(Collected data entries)
■ ■ ■ ■ ■
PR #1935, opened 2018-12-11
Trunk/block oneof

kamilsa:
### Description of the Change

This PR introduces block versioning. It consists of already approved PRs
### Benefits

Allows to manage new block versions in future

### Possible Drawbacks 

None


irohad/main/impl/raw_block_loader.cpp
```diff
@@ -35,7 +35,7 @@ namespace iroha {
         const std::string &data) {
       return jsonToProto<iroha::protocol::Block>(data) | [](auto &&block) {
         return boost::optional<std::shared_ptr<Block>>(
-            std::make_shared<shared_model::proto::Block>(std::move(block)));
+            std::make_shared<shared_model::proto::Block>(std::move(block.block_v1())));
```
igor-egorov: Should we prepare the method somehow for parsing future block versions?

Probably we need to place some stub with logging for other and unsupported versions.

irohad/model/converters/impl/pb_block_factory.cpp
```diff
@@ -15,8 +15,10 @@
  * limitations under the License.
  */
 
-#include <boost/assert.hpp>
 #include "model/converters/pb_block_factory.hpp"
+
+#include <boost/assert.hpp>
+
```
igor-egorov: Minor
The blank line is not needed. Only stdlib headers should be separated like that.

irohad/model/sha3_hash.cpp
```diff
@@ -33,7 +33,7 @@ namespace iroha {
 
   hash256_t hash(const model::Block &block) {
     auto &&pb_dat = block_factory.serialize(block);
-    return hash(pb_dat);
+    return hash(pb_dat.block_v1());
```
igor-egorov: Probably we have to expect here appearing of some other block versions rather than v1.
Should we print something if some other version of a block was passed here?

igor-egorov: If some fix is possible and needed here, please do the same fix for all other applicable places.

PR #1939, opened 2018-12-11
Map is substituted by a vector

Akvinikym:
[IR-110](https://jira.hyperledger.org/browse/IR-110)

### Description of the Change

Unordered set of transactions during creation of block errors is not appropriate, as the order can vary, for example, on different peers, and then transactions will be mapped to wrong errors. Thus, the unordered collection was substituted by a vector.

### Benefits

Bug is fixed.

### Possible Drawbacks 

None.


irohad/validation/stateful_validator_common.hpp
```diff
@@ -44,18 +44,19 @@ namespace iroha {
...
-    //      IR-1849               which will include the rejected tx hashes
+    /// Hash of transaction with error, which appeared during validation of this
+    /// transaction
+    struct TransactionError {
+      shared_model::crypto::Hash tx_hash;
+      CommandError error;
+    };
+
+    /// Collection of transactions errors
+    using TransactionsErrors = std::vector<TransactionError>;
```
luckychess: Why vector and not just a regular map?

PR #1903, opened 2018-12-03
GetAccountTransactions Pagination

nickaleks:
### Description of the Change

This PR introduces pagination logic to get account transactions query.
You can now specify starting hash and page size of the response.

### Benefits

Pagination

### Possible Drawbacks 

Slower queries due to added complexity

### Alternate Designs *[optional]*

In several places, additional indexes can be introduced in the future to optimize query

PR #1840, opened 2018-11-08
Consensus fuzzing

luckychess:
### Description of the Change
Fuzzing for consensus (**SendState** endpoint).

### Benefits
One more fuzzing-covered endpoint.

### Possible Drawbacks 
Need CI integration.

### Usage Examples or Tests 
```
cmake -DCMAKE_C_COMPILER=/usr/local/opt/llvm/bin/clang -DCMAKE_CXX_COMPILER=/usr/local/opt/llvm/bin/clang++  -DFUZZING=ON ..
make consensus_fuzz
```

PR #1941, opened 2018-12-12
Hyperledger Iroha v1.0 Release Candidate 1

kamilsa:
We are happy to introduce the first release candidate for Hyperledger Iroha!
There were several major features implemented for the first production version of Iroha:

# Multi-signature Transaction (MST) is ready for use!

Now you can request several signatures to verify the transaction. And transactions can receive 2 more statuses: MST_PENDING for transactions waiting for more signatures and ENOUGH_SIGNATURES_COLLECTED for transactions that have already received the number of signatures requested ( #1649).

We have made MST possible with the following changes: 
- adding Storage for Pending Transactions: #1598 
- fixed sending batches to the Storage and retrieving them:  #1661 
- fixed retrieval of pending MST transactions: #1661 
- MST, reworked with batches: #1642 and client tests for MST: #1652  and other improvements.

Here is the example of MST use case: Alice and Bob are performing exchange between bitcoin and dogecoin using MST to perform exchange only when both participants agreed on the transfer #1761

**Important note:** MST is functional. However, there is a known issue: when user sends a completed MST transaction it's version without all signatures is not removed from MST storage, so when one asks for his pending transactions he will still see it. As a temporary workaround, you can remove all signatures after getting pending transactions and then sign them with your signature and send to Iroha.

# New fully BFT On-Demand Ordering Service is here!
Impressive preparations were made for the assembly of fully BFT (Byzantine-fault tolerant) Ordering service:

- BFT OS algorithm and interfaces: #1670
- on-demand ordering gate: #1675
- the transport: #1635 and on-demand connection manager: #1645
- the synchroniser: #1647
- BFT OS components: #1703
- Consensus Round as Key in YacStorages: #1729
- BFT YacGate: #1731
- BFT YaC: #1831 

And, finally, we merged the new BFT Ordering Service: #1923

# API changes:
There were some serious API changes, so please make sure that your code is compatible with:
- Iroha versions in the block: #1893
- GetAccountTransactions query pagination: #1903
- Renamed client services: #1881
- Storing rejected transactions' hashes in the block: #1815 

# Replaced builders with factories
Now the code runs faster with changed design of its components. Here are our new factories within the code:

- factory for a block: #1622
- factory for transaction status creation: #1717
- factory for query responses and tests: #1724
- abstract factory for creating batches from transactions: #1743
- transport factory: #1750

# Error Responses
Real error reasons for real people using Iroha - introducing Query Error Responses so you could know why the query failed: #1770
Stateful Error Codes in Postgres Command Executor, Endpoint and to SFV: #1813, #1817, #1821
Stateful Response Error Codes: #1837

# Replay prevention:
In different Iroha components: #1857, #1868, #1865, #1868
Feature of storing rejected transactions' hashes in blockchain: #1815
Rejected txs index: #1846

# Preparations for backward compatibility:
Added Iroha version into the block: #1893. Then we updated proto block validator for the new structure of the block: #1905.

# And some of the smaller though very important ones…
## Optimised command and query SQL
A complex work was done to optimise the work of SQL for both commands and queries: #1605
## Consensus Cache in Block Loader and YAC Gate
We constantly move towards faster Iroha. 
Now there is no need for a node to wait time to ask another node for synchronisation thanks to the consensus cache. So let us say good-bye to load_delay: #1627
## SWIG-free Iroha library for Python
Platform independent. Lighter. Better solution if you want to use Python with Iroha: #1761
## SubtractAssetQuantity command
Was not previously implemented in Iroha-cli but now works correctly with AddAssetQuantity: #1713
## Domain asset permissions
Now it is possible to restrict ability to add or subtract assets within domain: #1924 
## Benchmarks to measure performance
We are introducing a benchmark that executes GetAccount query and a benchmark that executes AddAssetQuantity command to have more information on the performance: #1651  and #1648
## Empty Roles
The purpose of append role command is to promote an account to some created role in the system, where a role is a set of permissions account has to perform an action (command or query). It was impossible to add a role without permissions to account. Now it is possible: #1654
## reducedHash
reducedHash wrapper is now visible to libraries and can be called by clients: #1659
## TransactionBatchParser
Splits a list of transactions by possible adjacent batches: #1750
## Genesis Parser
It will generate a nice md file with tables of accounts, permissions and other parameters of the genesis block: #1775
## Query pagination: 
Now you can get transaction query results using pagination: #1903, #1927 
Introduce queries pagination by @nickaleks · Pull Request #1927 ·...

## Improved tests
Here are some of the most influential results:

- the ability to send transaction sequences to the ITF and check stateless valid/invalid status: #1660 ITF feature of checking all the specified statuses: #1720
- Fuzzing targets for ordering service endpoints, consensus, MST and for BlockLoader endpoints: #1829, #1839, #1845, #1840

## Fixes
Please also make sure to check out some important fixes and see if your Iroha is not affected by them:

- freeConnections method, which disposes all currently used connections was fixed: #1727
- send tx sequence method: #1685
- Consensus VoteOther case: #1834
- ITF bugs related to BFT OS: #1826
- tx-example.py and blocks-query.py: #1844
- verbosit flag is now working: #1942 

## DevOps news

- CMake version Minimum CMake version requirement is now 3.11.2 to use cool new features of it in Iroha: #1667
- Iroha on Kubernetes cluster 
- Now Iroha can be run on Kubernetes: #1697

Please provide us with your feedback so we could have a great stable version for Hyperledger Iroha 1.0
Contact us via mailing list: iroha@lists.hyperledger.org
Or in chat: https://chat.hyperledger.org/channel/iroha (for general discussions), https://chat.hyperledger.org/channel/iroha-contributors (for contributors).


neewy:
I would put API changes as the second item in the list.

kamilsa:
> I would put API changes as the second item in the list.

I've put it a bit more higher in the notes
■ ■ ■ ■ ■
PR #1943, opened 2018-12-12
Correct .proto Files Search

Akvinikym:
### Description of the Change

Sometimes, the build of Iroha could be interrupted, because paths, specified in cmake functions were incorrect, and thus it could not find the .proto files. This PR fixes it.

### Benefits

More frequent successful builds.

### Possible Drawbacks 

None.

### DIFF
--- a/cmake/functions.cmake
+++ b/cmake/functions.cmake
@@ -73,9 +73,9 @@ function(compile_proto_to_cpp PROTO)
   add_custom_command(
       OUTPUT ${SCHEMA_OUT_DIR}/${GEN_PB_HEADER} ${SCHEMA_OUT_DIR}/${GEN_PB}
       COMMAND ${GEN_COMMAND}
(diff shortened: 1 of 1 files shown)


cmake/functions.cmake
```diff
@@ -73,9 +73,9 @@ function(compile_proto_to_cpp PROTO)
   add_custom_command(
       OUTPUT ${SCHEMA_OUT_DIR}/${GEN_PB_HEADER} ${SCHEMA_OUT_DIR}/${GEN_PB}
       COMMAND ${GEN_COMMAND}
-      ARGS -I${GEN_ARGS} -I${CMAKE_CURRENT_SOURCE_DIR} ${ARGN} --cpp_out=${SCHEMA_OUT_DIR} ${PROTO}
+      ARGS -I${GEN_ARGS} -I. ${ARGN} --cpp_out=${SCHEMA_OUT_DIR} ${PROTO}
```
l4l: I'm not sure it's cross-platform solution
■ ■ ■ ■ ■
## PROBLEM DETAILS
Both end lines included, restate word for word the lines above from the line with "We have made" to the line with "Here is the", and nothing else.

## SOLUTION TO THIS TASK
We have made MST possible with the following changes: 
- adding Storage for Pending Transactions: #1598 
- fixed sending batches to the Storage and retrieving them:  #1661 
- fixed retrieval of pending MST transactions: #1661 
- MST, reworked with batches: #1642 and client tests for MST: #1652  and other improvements.

Here is the example of MST use case: Alice and Bob are performing exchange between bitcoin and dogecoin using MST to perform exchange only when both participants agreed on the transfer #1761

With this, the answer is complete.